What to produce — The answer should hold nothing but the lines from the one with "editor and frontend.**" through the end of the listing below, each exactly as written.

--- START ---

PR #2524, opened 2023-06-27
editor: refactor exercise plugin

elbotho:
- the fun part is in the template plugins so this has no shared renderer for now
- removing donations banner


Entkenntnis (approved):
jup, not much to share here atm

PR #2525, opened 2023-06-27
fix(geogebra-plugin): Make button 'activate' clickable when editable=false

LarsTheGlidingSquirrel:
## Before

When content is rendered by the editor with `editable: false` the button to 'activate' the plugin appears but cannot be clicked. 

This was an issue in `serlo-editor-for-edusharing`


elbotho (approved):
Thank you!

PR #2540, opened 2023-07-03
fix(plugin-text): merge plugins when list selected

hejtful:
**Bug**: When trying to merge a text plugin that has only a list, with a previous text plugin, by pressing "Backspace", an error is thrown and the editor breaks.

**Solution**: Prioritize removing list on Backspace over merging plugins, when a list is selected.


elbotho (approved):
second iteration works great 🎉
testing on staging now

PR #2541, opened 2023-07-03
feat(plugin-text): upgrade slate lists plugin dependency

hejtful:
Unfortunately, not a lot has been improved in the new version of slate lists plugin.

1. Blur on Esc key **has been removed**, so we can remove the workaround from our code.
2. Starting a list on Tab key has not been removed, so we still need the workaround in our code.
3. Slate normalization is still triggered on each keydown, so this plugin still causes problems for our undo/redo behavior.


elbotho (approved):
thanks for updating!

PR #2545, opened 2023-07-04
editor: refactor equations

elbotho:
Second time lucky. 

**Shares renderer between editor and frontend.**
Editing mode still uses "old" renderer because it differs quite a bit already and the whole editor code needs refactoring anyway. The focus code is pretty rough tbh.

--- END ---

Exercise output —
**Shares renderer between editor and frontend.**
Editing mode still uses "old" renderer because it differs quite a bit already and the whole editor code needs refactoring anyway. The focus code is pretty rough tbh.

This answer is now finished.